Member of the Louisiana House of Representatives
- In office 1960–1972

District Judge of the Louisiana Judicial District Court
- In office 1972–1978

Personal details
- Born: Eugene Webb McGehee March 19, 1929 Baton Rouge, Louisiana, U.S.
- Died: April 11, 2014 (aged 85) Baton Rouge, Louisiana, U.S.
- Party: Democratic
- Spouse: Merrelle Gri McGehee
- Children: 4
- Alma mater: Louisiana State University
- Occupation: Judge

= Eugene McGehee =

American judge and politician (1929-2014)

Eugene Webb McGehee (March 19, 1929 – April 11, 2014) was an American judge and politician. A member of the Democratic Party, he served in the Louisiana House of Representatives from 1960 to 1972 and as district judge of the Louisiana Judicial District Court from 1972 to 1978.

== Life and career ==
McGehee was born in Baton Rouge, Louisiana, the son of Edeh and Zola McGehee.
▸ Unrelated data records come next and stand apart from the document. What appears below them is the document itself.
PR #1197, opened 2018-03-10
Append to crash log instead of creating new one

jBarz:
Multiple crashes accumulate in case you have some kind
of auto-restart for daemons.

### DIFF
--- a/lightningd/log.c
+++ b/lightningd/log.c
@@ -510,7 +510,7 @@ static void log_crash(int sig)
 
 		/* We expect to be in config dir. */
 		logfile = "crash.log";
-		fd = open(logfile, O_WRONLY|O_CREAT, 0600);
+		fd = open(logfile, O_WRONLY|O_CREAT|O_APPEND, 0600);
 		if (fd < 0) {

He attended and graduated from Louisiana State University, and served in the Louisiana National Guard for more than thirty years, retiring at the rank of colonel.

McGehee served in the Louisiana House of Representatives from 1960 to 1972. After his service in the House, he served as district judge of the Louisiana Judicial District Court from 1972 to 1978.

== Death ==
McGehee died on April 11, 2014, at his home in Baton Rouge, Louisiana, at the age of 85.